Plasmid Transfer by Conjugation in Gram-Negative Bacteria: From the Cellular to the Community Level

Abstract

Bacterial conjugation, also referred to as bacterial sex, is a major horizontal gene transfer mechanism through which DNA is transferred from a donor to a recipient bacterium by direct contact. Conjugation is universally conserved among bacteria and occurs in a wide range of environments (soil, plant surfaces, water, sewage, biofilms, and host-associated bacterial communities). Within these habitats, conjugation drives the rapid evolution and adaptation of bacterial strains by mediating the propagation of various metabolic properties, including symbiotic lifestyle, virulence, biofilm formation, resistance to heavy metals, and, most importantly, resistance to antibiotics. These properties make conjugation a fundamentally important process, and it is thus the focus of extensive study. Here, we review the key steps of plasmid transfer by conjugation in Gram-negative bacteria, by following the life cycle of the F factor during its transfer from the donor to the recipient cell. We also discuss our current knowledge of the extent and impact of conjugation within an environmentally and clinically relevant bacterial habitat, bacterial biofilms.

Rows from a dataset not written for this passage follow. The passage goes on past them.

PR #1766, opened 2021-03-25
fix: support package.json missing name property

JamesPatrickGill:

#### What does this PR do?

This is to fix a bug where package.json without name property would throw an error.

### DIFF
--- a/src/lib/plugins/nodejs-plugin/npm-modules-parser.ts
+++ b/src/lib/plugins/nodejs-plugin/npm-modules-parser.ts
@@ -34,6 +34,7 @@ export async function parse(
     const packageJson = JSON.parse(
       getFileContents(root, packageJsonFileName).content,
     );
+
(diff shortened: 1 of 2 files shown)


src/lib/plugins/nodejs-plugin/npm-modules-parser.ts
```diff
@@ -34,14 +34,15 @@ export async function parse(
...
+
     let dependencies = packageJson.dependencies;
     if (options.dev) {
       dependencies = { ...dependencies, ...packageJson.devDependencies };
     }
     if (isEmpty(dependencies)) {
       return new Promise((resolve) =>
         resolve({
-          name: packageJson.name,
+          name: packageJson.name || 'unnamed-package',
```
gitphill, line 45: is this the default name we use elsewhere in Snyk?
could you write a test to assert this fallback behaviour?

gitphill (approved):

PR #1777, opened 2021-03-29
Feat: v1 fix with version provenance for requirements.txt projects

lili2311:

#### What does this PR do?
- stop skipping files with `-r` directive (continue not support `-c` for now)
- extract all relevant files referenced via `-r` and apply fixes with this context in mind
- sometimes we may have already fixed a certain file that snyk test will send to be fixed because it was included by another file.
- `snyk test` does not today skip testing files that have already been tested because they are essentially included as part of other tests, however `snyk fix` needs to separate this so we do not try to apply fixes again to a fixed file.
- call out previously fixed in the output as we bail to apply changes again there.

- `git rebase feat/snyk-fix` https://github.com/snyk/snyk/pull/1707
- `cd packages/snyk-fix/test/acceptance/plugins/python/update-dependencies/workspaces/app-with-already-fixed && snyk fix --all-projects --org=org-with-ff` 

The logic behind the fix of grouped files is as follows:
- for each sorted directory
- fix all entities in the current directory
- for each entity extract provenance information (find and parse all files that are included via `-r`)
- apply all upgrades first across the related files
- apply the remaining fixes as pins in the entry file (aka the file that was tested via `snyk test` first)
- keep track of files that we applied fixes in and skip fixing it if previously fixed

#### Screenshots
CleanShot 2021-03-29 at 14 09 22@2x


packages/snyk-fix/src/plugins/python/handlers/pip-requirements/index.ts
```diff
@@ -26,56 +35,207 @@ export async function pipRequirementsTxt(
...
+        handlerResult.succeeded.push({
+          original: entity,
+          changes: [{ success: true, userMessage: 'Previously fixed' }],
+        });
+        continue;
+      }
+      const { changes, fixedFiles } = await applyAllFixes(entity, options);
+      if (!changes.length) {
+        debug('Manifest has not changed!');
+        throw new NoFixesCouldBeAppliedError();
```
aarlaud, line 106: Is it necessarily an error? maybe one of the manifest file just doesn't need a change?

packages/snyk-fix/src/plugins/python/handlers/pip-requirements/index.ts
```diff
@@ -26,56 +35,207 @@ export async function pipRequirementsTxt(
...
+  return { changes: [...upgradeChanges, ...pinnedChanges], fixedFiles };
+}
+
+function filterOutAppliedUpgrades(
+  remediation: RemediationChanges,
+  appliedRemediation: string[],
+): RemediationChanges {
+  const pinRemediation: RemediationChanges = {
+    ...remediation,
+    pin: {}, // delete the pin remediation so we can collect un-applied remediation
```
aarlaud, line 208: Why do we need to do that?

packages/snyk-fix/src/plugins/python/handlers/pip-requirements/index.ts
lili2311: `applyAllFixes` is called on an entity that has remediation data available so expect that at least 1 change is applied. That entity may end up fixing multiple other files (the changes are still attached to this entity), and if we see a file was fixed we still do create a changes item to say `Previously fixed` so at this point no fixes is unexpected.

packages/snyk-fix/src/plugins/python/handlers/pip-requirements/index.ts
lili2311: The logic behind the fix of grouped files is as follows:

- for each sorted directory
- fix all entities in the current directory
- for each entity extract provenance information (find and parse all files that are included via -r)
- apply all upgrades first across the related files
- apply the remaining fixes as pins in the entry file (aka the file that was tested via snyk test first)
- keep track of files that we applied fixes in and skip fixing it if previously fixed


>apply the remaining fixes as pins
Here I am returning remediation data and selecting only the pins (for Python these are upgrades & pins) that have not already been applied as part of the apply upgrades flow. So all remainders are applied as pins in the root level scanned file. Because during testing we do not consider `-r` some fixes look at transitive but they are actually upgrades in another file. So first step is to apply all changes to all files where the dependency is defined, then everything else can be assumed to be a pin.

aarlaud: meaning the pin reset to {}

aarlaud (approved):

PR #1778, opened 2021-03-29
feat: introduce envvar to control HTTP-HTTPS upgrade behavior

JackuB:
Follow up to the #1771 

This PR adds an optional ennvar `SNYK_HTTP_PROTOCOL_UPGRADE` to disable the behavior to upgrade `http` endpoints to `https`.

Fixes the behavior about query strings, that could've lacked the `/?` characters

It also updates Help documentation about `HTTP(S)_PROXY` envvar.

### DIFF
--- a/help/commands-docs/_ENVIRONMENT.md
+++ b/help/commands-docs/_ENVIRONMENT.md
@@ -29,7 +29,7 @@ By default Snyk CLI will connect to `https://snyk.io/api/v1`.
   Sets API host to use for Snyk requests. Useful for on-premise instances and configuring proxies. If set with `http` protocol CLI will upgrade the requests to `https`. Unless `SNYK_HTTP_PROTOCOL_UPGRADE` is set to `0`.
 
 - `SNYK_HTTP_PROTOCOL_UPGRADE`=0:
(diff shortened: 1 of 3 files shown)


help/commands-docs/_ENVIRONMENT.md
```diff
@@ -8,19 +8,28 @@ You can set these environment variables to change CLI run settings.
...
+
+## Connecting to Snyk API
+
+By default Snyk CLI will connect to `https://snyk.io/api/v1`.
+
+- `SNYK_API`:
+  Sets API host to use for Snyk requests. Useful for on-premise instances and configuring proxies. If set with `http` protocol CLI will upgrade the requests to `https`. Unless `SNYK_HTTP_PROTOCOL_UPGRADE` is set to `0`.
+
+- `SNYK_HTTP_PROTOCOL_UPGRADE`=0:
+  If set to the value of `0` the API requests aimed at `http` URLs will not be upgraded to `https`. Useful e.g., for reverse proxies.
```
maxjeffos, line 32: Could be more clear that the default behavior is to upgrade the protocol.

```suggestion
  If set to the value of `0`, API requests aimed at `http` URLs will not be upgraded to `https`. If not set, the default behavior will be to upgrade these requests from `http` to `https`. Useful e.g., for reverse proxies.
```

maxjeffos (approved):

PR #1781, opened 2021-03-30
fix: replace vulnerable proxy dependency

JackuB:
Replaces `proxy-agent` with `global-agent` to remove a vulnerable `netmask` dependency


test/jest/acceptance/proxy-behavior.spec.ts
```diff
@@ -0,0 +1,119 @@
...
+              SNYK_API: SNYK_API_HTTPS,
+            },
+          },
+          (err, stdout, stderr) => {
+            if (err) {
+              throw err;
+            }
+
+            expect(stderr).toContain(
+              `Error: connect ECONNREFUSED 127.0.0.1:${
```
maxjeffos, line 29: Some comments in this test file about how these work and why you're expecting an error would probably be nice for the next person in here.

maxjeffos (approved):

test/jest/acceptance/proxy-behavior.spec.ts
JackuB: Added 👍

PR #1788, opened 2021-03-31
feat: adds oauth token support for the test command

gablaxian:

#### What does this PR do?

Adds support for providing an oauth token as authorization using an environment variable, `SNYK_OAUTH_TOKEN`.

- Get hold of an OAuth access token for your user on the Dev server (Extensibility group can help with that).
- Set an environment variable with your access token, e.g. `export SNYK_OAUTH_TOKEN=mytoken`
- Point the CLI to our oauth endpoint, e.g: `snyk-dev set config endpoint=`snyk-dev config set endpoint=https://api.dev.snyk.io/v1`
- Run a test against a project, e.g: `snyk-dev test`

We are in the process of providing an OAuth flow into Snyk for third party integrations and partners. Adding OAuth token support to the CLI allows better integration into these workflows so that they can use the same mechanism to connect their systems to Snyk and then perform various commands on projects. We are limiting the implementation to the `test` command for now as this is all that is needed in the short-term and because there are many areas to update the header in the code.

### DIFF
--- a/src/cli/commands/test/validate-credentials.ts
+++ b/src/cli/commands/test/validate-credentials.ts
@@ -1,11 +1,17 @@
-import { apiTokenExists, getDockerToken } from '../../../lib/api-token';
+import {
+  apiTokenExists,
+  getOAuthToken,
+  getDockerToken,
+} from '../../../lib/api-token';
 import { TestOptions, Options } from '../../../lib/types';
 
-export function validateCredentials(options: Options & TestOptions) {
+export function validateCredentials(options: Options & TestOptions): void {
   try {
     apiTokenExists();
   } catch (err) {
-    if (options.docker && getDockerToken()) {
+    if (getOAuthToken()) {
+      return;
+    } else if (options.docker && getDockerToken()) {
       options.testDepGraphDockerEndpoint = '/docker-jwt/test-dependencies';
       options.isDockerUser = true;
     } else {
--- a/src/lib/api-token.ts
+++ b/src/lib/api-token.ts
@@ -8,6 +8,10 @@ export function api() {
   return config.api || config.TOKEN || userConfig.get('api');
 }
 
+export function getOAuthToken(): string | undefined {
+  return process.env.SNYK_OAUTH_TOKEN;
+}
+
 export function getDockerToken(): string | undefined {
   return process.env.SNYK_DOCKER_TOKEN;
 }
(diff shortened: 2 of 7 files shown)


davidharrigan (approved):
🎉

src/lib/api-token.ts
```diff
@@ -20,10 +24,15 @@ export function apiTokenExists() {
...
 }
 
-export function authHeaderWithApiTokenOrDockerJWT() {
-  const dockerToken = getDockerToken();
+export function getAuthHeader(): string {
+  const oauthToken: string | undefined = getOAuthToken();
+  const dockerToken: string | undefined = getDockerToken();
+
+  if (oauthToken) {
+    return `Bearer ${oauthToken}`;
```
jahed-snyk, line 32: Was `Bearer` and `bearer` used to differentiate between OAuth and Docker? Seems a bit confusing. According to IANA we can (should?) use `OAuth` as the scheme type here.

https://developer.mozilla.org/en-US/docs/Web/HTTP/Headers/Authorization
http://www.iana.org/assignments/http-authschemes/http-authschemes.xhtml

src/cli/commands/test/validate-credentials.ts
```diff
@@ -1,11 +1,17 @@
...
+} from '../../../lib/api-token';
 import { TestOptions, Options } from '../../../lib/types';
 
 export function validateCredentials(options: Options & TestOptions) {
   try {
     apiTokenExists();
   } catch (err) {
-    if (options.docker && getDockerToken()) {
+    if (getOAuthToken()) {
+      return true;
```
jahed-snyk, line 13: This should just be a `return` without a value, there's no return type in the other branches.

test/acceptance/oauth-token.test.ts
```diff
@@ -0,0 +1,102 @@
+import * as tap from 'tap';
```
jahed-snyk, line 1: We are moving away from `tap` for new tests. If possible, can you make this a `jest` test under `test/jest/acceptance`? Is there any missing tooling?

jahed-snyk (changes requested):

src/lib/api-token.ts
gablaxian: No, `Bearer` is technically the correct header, I just didn't want to change Docker in case there was a limitation there.

test/acceptance/oauth-token.test.ts
gablaxian: I didn't know there was an active shift to Jest happening. I will convert over and let you know if any tooling is missing 😄

jahed-snyk: Thanks. I'll talk to the team about communicating that better.

src/lib/api-token.ts
jahed-snyk: Docker-wise looks fine to change it. CLI passes it through as-is. All the tests in Registry use `Bearer` for Docker tests. CLI tests it once but it's just a mock server assertion. I'll leave decision to you. Won't block on this.

https://github.com/snyk/registry/blob/c3b38a5aaecdda74875a16812cf813bd9d6ca827/src/web/middleware/index.ts#L1143

gablaxian: Updated Docker to `Bearer`

src/cli/commands/test/validate-credentials.ts
gablaxian: Fixed

test/acceptance/oauth-token.test.ts
gablaxian: Test converted to Jest

jahed-snyk (approved):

Keywords: F plasmid; bacterial biofilms; conjugation in Gram-negative bacteria; drug-resistance dissemination; horizontal gene transfer; mobile plasmids; phenotypic conversion.

Figure 1

Schematic diagram of the life cycle of the F plasmid during conjugational transfer from the donor to the recipient cell. This F plasmid backbone is composed of the tra regions encoding all genes involved in conjugational transfer (light blue); the origin of transfer oriT (red); the leading region (green), which is the first to be transferred into the recipient cell; and the maintenance region (dark blue) involved in plasmid replication and partition. (i) The initiation of conjugation requires the expression of the tra genes. Some of the produced Tra proteins form the T4SS and the conjugative pilus that will recruit the recipient cell and mediate mating pair stabilization. (ii) Other Tra proteins constitute the relaxosome (TraI, TraM, and TraY), which, in combination with the integration host factor (IHF), bind to the oriT and prepare the plasmid for transfer by inducing the nicking reaction by the TraI relaxase. (iii) Interaction between the relaxosome and the Type IV Coupling Protein (T4CP) initiates the transfer of the T-strand by the T4SS. (iv, v) Transfer of the TraI-bound T-strand in the recipient is concomitant with the conversion of the ssDNA into dsDNA by Rolling Circle Replication (RCR) in the donor. (a) Upon entry into the recipient, the ssDNA T-strand is coated by the host chromosomal SSB, and the single-stranded promotor Frpo adopts a stem-loop structure recognized by the host RNA polymerase to initiate the synthesis of RNA primers. (b) TraI performs the circularization of the fully internalized T-strand. (c) The RNA–DNA duplex is recognized by the host DNA polymerase to initiate the complementary strand synthesis reaction. (d) Once the conversion of the ssDNA plasmid into dsDNA is completed, plasmid gene expression results in the phenotypic conversion of the recipient cell into a transconjugant cell.

Figure 2

Activation cascade of tra gene expression. The P_J promoter first drives traJ expression (1). Translated TraJ protein binds to the P_Y promoter to notably produce TraY, which activates the P_M promoter (2), other Tra proteins constituting the T4SS, and the relaxase TraI. Once produced (3), TraM autoregulates its own expression through the P_M promoter and, in combination with TraY and TraI, forms the relaxosome bound to oriT. The activation of this regulatory cascade is modulated by the FinP/FinO complex, which represses the translation of TraJ at the post-transcriptional level. Dotted red arrows illustrate the transcription–translation process.